What you have to do.
Using the data that follows, return exactly the lines from the one that contains "So, using Gemini" through the one that contains "I would like to propose a refactoring.", ends included.
┄┄┄┄┄┄┄┄┄┄
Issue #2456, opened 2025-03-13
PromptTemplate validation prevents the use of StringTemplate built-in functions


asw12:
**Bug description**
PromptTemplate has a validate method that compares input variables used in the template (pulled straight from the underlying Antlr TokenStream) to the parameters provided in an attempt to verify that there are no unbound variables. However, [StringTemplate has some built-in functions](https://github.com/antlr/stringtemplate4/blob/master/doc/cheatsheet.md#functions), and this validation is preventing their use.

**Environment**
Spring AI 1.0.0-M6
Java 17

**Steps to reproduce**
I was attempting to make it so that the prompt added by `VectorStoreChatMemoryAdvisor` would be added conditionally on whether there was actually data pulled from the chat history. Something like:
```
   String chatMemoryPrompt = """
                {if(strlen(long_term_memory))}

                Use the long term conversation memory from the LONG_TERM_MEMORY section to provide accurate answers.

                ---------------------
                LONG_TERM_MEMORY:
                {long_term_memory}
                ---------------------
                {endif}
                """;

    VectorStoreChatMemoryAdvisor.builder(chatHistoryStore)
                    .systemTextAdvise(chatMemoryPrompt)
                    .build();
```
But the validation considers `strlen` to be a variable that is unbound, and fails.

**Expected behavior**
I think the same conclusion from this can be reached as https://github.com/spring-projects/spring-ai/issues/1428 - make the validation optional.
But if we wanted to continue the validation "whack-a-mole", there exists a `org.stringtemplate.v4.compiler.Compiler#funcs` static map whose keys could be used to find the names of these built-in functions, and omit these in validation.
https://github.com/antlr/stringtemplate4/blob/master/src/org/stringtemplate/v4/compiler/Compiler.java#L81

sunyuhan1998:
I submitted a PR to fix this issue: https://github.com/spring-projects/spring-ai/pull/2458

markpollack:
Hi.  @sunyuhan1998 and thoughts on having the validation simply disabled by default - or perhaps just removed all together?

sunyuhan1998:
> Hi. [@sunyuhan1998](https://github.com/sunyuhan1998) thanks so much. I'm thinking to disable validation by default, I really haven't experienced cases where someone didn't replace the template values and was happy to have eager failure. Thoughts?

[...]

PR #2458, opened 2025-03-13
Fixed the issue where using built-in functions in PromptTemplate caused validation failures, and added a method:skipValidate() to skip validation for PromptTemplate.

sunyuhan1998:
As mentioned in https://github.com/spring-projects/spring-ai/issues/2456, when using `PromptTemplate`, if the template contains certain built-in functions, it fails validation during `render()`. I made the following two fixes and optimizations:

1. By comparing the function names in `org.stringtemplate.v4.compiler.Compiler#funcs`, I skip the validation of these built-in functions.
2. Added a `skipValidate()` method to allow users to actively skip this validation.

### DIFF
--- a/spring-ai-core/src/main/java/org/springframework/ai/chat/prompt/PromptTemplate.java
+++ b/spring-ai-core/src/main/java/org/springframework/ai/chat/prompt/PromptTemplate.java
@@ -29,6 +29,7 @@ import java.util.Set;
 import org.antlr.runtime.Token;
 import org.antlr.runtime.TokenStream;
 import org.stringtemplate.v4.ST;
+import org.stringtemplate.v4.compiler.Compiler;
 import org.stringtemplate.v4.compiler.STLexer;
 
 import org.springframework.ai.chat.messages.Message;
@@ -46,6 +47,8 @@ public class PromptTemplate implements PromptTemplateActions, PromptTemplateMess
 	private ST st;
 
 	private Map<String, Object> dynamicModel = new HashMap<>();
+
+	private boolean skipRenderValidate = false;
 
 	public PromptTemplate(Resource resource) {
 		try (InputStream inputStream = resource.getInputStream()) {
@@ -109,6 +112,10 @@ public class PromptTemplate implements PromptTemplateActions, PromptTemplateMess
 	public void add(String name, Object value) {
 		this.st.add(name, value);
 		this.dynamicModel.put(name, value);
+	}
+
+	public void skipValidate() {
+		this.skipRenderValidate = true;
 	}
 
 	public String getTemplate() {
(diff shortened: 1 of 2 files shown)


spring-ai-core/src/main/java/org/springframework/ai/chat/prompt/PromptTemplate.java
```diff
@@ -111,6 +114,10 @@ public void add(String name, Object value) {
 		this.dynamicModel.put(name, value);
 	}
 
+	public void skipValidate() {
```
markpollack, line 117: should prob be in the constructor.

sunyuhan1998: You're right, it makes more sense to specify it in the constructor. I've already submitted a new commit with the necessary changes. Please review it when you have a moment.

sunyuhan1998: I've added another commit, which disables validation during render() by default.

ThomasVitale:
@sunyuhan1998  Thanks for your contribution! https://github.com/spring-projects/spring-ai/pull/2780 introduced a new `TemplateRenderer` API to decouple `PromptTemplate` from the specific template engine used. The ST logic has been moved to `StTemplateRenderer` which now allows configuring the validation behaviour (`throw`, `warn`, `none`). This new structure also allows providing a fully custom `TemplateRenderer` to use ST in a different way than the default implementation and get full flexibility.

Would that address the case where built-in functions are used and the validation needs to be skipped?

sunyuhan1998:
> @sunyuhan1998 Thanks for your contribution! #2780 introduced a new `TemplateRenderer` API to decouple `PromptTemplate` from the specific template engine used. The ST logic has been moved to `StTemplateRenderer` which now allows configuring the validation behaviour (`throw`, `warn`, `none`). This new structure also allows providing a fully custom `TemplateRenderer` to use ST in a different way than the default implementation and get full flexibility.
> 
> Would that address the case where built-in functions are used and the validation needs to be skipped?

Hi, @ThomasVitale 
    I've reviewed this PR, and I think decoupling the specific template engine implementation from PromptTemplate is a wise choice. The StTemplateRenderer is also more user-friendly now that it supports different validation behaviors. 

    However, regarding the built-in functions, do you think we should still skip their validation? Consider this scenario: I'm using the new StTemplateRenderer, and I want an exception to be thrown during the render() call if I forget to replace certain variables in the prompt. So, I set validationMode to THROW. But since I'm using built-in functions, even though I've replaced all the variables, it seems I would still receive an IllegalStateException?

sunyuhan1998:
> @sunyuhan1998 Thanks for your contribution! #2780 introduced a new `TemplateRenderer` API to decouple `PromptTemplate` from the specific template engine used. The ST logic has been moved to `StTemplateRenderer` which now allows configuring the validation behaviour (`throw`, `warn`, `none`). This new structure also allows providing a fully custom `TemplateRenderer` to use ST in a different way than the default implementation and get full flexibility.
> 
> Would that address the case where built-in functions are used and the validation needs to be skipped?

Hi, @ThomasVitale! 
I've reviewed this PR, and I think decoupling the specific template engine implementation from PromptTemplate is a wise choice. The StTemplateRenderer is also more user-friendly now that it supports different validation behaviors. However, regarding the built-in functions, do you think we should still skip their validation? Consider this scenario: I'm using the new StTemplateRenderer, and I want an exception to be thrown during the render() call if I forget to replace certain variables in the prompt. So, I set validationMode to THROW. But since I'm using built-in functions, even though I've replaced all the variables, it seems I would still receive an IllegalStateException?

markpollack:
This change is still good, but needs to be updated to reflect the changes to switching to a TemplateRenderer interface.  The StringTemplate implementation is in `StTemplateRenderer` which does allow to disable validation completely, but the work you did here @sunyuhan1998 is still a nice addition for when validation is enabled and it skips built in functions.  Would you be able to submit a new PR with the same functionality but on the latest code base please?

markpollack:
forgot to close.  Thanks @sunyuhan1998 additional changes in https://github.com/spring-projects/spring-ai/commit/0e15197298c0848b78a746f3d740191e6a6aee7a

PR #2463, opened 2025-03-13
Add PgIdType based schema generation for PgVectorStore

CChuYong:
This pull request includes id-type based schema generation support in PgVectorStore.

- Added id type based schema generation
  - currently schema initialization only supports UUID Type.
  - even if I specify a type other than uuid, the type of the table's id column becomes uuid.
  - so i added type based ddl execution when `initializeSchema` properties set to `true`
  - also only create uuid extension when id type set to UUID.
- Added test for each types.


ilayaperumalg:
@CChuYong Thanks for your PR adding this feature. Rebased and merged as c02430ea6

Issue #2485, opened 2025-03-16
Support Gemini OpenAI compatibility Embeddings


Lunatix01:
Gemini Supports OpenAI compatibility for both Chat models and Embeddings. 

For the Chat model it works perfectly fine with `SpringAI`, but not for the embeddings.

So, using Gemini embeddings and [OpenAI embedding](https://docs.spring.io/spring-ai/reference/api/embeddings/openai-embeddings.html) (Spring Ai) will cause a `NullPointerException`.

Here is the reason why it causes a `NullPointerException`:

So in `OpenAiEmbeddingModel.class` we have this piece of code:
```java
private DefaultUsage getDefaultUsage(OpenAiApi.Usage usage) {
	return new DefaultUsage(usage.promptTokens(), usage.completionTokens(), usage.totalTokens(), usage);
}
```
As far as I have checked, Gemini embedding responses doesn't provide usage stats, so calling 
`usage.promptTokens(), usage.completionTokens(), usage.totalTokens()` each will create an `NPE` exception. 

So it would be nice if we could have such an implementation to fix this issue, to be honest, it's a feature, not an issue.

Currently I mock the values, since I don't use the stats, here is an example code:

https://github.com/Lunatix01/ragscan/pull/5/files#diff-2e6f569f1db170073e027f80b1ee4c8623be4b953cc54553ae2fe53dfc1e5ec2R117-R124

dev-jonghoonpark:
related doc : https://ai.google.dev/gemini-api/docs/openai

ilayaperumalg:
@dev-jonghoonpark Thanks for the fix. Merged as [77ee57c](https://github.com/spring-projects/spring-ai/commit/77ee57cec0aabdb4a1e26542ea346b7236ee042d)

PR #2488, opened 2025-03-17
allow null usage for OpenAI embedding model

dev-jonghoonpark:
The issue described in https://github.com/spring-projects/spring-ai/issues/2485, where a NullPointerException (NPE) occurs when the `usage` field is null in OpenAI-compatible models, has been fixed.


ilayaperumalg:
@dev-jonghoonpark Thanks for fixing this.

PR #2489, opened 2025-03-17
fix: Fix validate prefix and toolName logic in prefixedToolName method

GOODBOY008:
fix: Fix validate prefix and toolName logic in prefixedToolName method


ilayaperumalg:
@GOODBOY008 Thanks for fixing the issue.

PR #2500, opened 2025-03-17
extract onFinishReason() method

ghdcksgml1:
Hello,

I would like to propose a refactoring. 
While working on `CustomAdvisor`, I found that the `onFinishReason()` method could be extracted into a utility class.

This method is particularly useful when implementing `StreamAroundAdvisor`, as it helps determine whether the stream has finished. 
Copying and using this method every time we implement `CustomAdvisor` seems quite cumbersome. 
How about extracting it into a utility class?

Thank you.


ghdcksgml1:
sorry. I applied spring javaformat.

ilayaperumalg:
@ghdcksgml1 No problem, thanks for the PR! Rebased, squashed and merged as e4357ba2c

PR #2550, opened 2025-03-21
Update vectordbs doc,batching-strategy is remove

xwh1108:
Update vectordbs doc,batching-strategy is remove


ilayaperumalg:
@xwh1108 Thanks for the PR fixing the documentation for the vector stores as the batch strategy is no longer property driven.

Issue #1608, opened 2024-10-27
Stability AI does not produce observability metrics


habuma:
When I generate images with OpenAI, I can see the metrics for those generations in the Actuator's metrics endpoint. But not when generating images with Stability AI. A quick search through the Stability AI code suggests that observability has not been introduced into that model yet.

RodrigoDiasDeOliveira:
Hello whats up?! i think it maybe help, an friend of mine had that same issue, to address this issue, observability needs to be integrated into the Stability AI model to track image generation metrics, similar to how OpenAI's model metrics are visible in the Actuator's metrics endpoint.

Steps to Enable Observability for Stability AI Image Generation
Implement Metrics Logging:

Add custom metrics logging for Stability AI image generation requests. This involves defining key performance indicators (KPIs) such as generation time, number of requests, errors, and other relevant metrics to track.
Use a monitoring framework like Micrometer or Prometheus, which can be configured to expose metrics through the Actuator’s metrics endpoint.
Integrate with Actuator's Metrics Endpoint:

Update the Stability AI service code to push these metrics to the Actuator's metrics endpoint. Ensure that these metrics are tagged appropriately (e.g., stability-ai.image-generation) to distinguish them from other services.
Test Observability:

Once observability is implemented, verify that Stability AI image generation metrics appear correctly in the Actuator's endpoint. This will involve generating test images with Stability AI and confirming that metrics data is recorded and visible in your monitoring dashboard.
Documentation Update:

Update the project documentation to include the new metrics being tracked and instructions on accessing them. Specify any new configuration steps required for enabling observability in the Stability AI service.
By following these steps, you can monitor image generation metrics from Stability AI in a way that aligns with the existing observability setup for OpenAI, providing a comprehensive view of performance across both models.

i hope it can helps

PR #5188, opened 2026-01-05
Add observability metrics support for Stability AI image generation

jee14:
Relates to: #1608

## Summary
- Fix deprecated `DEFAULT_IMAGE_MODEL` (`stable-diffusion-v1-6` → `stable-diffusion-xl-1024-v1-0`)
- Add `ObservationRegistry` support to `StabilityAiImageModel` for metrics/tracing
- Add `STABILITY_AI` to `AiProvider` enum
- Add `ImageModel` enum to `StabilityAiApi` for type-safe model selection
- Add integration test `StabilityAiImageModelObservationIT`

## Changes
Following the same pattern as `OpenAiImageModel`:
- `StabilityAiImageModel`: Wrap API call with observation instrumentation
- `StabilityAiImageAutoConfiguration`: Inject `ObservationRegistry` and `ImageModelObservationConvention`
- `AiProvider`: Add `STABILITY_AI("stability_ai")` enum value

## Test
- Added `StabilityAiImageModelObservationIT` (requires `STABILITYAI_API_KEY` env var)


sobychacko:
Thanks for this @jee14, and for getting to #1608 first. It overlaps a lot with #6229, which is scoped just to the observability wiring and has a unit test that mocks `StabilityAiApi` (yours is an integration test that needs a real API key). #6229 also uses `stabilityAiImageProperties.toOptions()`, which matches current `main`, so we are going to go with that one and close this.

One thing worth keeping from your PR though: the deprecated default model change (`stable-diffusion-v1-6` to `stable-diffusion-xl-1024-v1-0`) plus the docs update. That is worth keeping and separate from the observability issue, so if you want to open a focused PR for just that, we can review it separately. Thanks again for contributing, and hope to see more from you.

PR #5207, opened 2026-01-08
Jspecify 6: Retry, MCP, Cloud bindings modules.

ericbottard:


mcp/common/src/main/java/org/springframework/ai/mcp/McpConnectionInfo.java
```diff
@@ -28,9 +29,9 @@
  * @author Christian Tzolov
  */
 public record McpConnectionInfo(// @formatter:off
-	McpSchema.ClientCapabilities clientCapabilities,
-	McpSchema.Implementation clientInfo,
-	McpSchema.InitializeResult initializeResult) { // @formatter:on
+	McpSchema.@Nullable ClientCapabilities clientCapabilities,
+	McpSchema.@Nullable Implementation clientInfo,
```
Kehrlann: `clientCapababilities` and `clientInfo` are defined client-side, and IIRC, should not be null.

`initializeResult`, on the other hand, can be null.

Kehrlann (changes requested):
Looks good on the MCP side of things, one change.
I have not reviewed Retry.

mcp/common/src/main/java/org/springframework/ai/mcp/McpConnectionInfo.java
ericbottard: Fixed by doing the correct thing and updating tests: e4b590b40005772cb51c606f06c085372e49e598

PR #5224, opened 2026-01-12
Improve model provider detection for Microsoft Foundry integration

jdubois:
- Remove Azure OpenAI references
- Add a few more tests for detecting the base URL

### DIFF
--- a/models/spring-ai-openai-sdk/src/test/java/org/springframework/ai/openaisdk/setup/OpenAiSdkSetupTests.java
┄┄┄┄┄┄┄┄┄┄
Answer space.
So, using Gemini embeddings and [OpenAI embedding](https://docs.spring.io/spring-ai/reference/api/embeddings/openai-embeddings.html) (Spring Ai) will cause a `NullPointerException`.

Here is the reason why it causes a `NullPointerException`:

So in `OpenAiEmbeddingModel.class` we have this piece of code:
```java
private DefaultUsage getDefaultUsage(OpenAiApi.Usage usage) {
	return new DefaultUsage(usage.promptTokens(), usage.completionTokens(), usage.totalTokens(), usage);
}
```
As far as I have checked, Gemini embedding responses doesn't provide usage stats, so calling 
`usage.promptTokens(), usage.completionTokens(), usage.totalTokens()` each will create an `NPE` exception. 

So it would be nice if we could have such an implementation to fix this issue, to be honest, it's a feature, not an issue.

Currently I mock the values, since I don't use the stats, here is an example code:

https://github.com/Lunatix01/ragscan/pull/5/files#diff-2e6f569f1db170073e027f80b1ee4c8623be4b953cc54553ae2fe53dfc1e5ec2R117-R124

dev-jonghoonpark:
related doc : https://ai.google.dev/gemini-api/docs/openai

ilayaperumalg:
@dev-jonghoonpark Thanks for the fix. Merged as [77ee57c](https://github.com/spring-projects/spring-ai/commit/77ee57cec0aabdb4a1e26542ea346b7236ee042d)

PR #2488, opened 2025-03-17
allow null usage for OpenAI embedding model

dev-jonghoonpark:
The issue described in https://github.com/spring-projects/spring-ai/issues/2485, where a NullPointerException (NPE) occurs when the `usage` field is null in OpenAI-compatible models, has been fixed.


ilayaperumalg:
@dev-jonghoonpark Thanks for fixing this.

PR #2489, opened 2025-03-17
fix: Fix validate prefix and toolName logic in prefixedToolName method

GOODBOY008:
fix: Fix validate prefix and toolName logic in prefixedToolName method


ilayaperumalg:
@GOODBOY008 Thanks for fixing the issue.

PR #2500, opened 2025-03-17
extract onFinishReason() method

ghdcksgml1:
Hello,

I would like to propose a refactoring. 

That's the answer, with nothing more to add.